Intimate relationship with God is a never ending cycle of pursuit, repentance, and change. As we pursue God and closeness with God, he shows us our messes. We repent because we know that is the only way to continue our journey forward and he requires us to change. Once we've taken that step by faith, he call us to pursue him again. Although it feels like 3 steps forward, 2 steps back, the net affect is forward progress.

So don't be discouraged if pursuing intentional friendship and closeness with God doesn't happen like you wished or as quickly as you'd like. As long as your pursuing, that's forward growth. Closer to His Heart. And the changing he's doing in you is worth it.

Thursday, May 24, 2018

Loving Through Disappointment

As much as I try to be chill, I would be lying if I said that I didn't place unrealistic expectations on everyone, including myself. I am perpetually setting myself up to be disappointed. I am not naturally a hugger or touchy feely kind of person so showing love when I am disappointed is really hard for me. Really hard.

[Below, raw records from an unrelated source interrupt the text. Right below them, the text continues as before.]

PR #3781, opened 2022-08-09
Improve system behavior on low memory situation

agners:
Adjust OOM killer score to prevent crucial services from getting
selected.

## Type of change

- [ ] Dependency upgrade

## Additional information

- Link to cli pull request:

## Checklist

### DIFF
--- a/supervisor/docker/observer.py
+++ b/supervisor/docker/observer.py
@@ -55,6 +55,7 @@ class DockerObserver(DockerInterface, CoreSysAttributes):
             },
             volumes={"/run/docker.sock": {"bind": "/run/docker.sock", "mode": "ro"}},
             ports={"80/tcp": 4357},
+            oom_score_adj=-300,
         )
 
         self._meta = docker_container.attrs
--- a/supervisor/docker/addon.py
+++ b/supervisor/docker/addon.py
@@ -489,6 +489,7 @@ class DockerAddon(DockerInterface):
                 environment=self.environment,
                 volumes=self.volumes,
                 tmpfs=self.tmpfs,
+                oom_score_adj=200,
             )
         except DockerNotFound:
             self.sys_resolution.create_issue(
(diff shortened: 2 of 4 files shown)


supervisor/docker/observer.py
```diff
@@ -55,6 +55,7 @@ def _run(self) -> None:
             },
             volumes={"/run/docker.sock": {"bind": "/run/docker.sock", "mode": "ro"}},
             ports={"80/tcp": 4357},
+            oom_score_adj=-300,
```
pvizeli, line 58: I think we should prevent all plugins

agners: Depends what is more important: I'd rather prefer Pulseaudio gets killed (in case it is miss-behaving) before my database add-on...

pvizeli: but dns and also cli would make sense

mdegat01: > before my database add-on...
Perhaps we should also adjust the score for addons marked as services to prevent them from being killed when possible

mdegat01: I guess in terms of plugin importance to keep from being killed I would put Observer, DNS and CLI as most important. Looks like we agree on Observer, DNS because otherwise DNS simply stops working within HA and CLI because it gives a way to figure out what broke and fix it.  Multicast and Audio do seem less critical.

Although I should note that as long as supervisor is running all of them will immediately restart if killed. They've got an always on watchdog that auto-restarts them when they stop. As does Home Assistant for that matter. Only Supervisor and possibly add-ons (since watchdog can be turned off) will actually stop running when killed this way.

pvizeli: Agree, but then at least DNS

agners: Agreed, that sounds reasonable, set the DNS plug-in to -300 as well.

pvizeli (approved):

PR #3795, opened 2022-08-16
Supervisor updated before addon repositories

mdegat01:
## Proposed change

New versions of supervisor may add config options for addons and addon repositories and updated addons/repos may use them immediately. Therefore its not safe to even check for addon updates or add new repositories while supervisor is out of date.

## Type of change

- [ ] Dependency upgrade

## Additional information

- Link to cli pull request:

## Checklist

### DIFF
--- a/supervisor/store/__init__.py
+++ b/supervisor/store/__init__.py
@@ -80,6 +80,7 @@ class StoreManager(CoreSysAttributes, FileConfiguration):
             self._data[ATTR_REPOSITORIES], add_with_errors=True
         )
 
+    @Job(conditions=[JobCondition.SUPERVISOR_UPDATED], on_condition=StoreJobError)
     async def reload(self) -> None:
         """Update add-ons from repository and reload list."""
         tasks = [repository.update() for repository in self.all]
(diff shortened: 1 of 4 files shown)


supervisor/store/__init__.py
```diff
@@ -194,7 +198,6 @@ async def remove_repository(self, repository: Repository, *, persist: bool = Tru
             await self.data.update()
             self._read_addons()
 
-    @Job(conditions=[JobCondition.INTERNET_SYSTEM])
```
mdegat01, line 197: I realize this change is a bit strange since @pvizeli you suggested adding a `SUPERVISOR_UPDATED` condition here and instead I removed one. I realized a couple things:
1. We only need to add the condition to `add_repository` as this calls that for adding repositories
1. Removing repositories (which this can do too) doesn't require internet or supervisor to be updated
1. We use this method when restoring backups and during startup and we don't really want to any more checks then strictly necessary during those times

mdegat01:
I intentionally did not add `SUPERVISOR_UPDATED` here:
https://github.com/home-assistant/supervisor/blob/275bebca1f02b885af62e512c85b94672612b7da/supervisor/store/repository.py#L104

That's because there is a fixup which calls it directly. I figured in the rare situations where supervisor is out of date but the git repo has been corrupted on disk its better to take our chances and let it update the repo then leave it corrupted.

Although I should note if we decide to add a `/store/repositories/<repository>/reload` API in the future then we should reconsider this and probably add the `JobCondition` here.

pvizeli (approved):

I tend to focus on where my expectations were not met rather than the good that is being done. So I'm constantly asking God to help me love better, knowing that I will be disappointed. Somehow, even knowing that disappointment is a given, I constantly expect that when I'm able to love better (or maybe show love better is more accurate) that people will suddenly want to meet my expectations so they will change. The truth of the matter is that as I grow in showing love, even when I'm disappointed, God changes me and not them.

As I learn to be a better parent, to love better, I am constantly understanding in a new way how God must feel about me. I'm sure I've disappointed him a lot and yet he keeps pouring out love on me, keeps challenging me, keeps pushing me toward his greater purpose and plans. So I strive to love like he does and not give up like he doesn't give up on me, even if I disappoint him.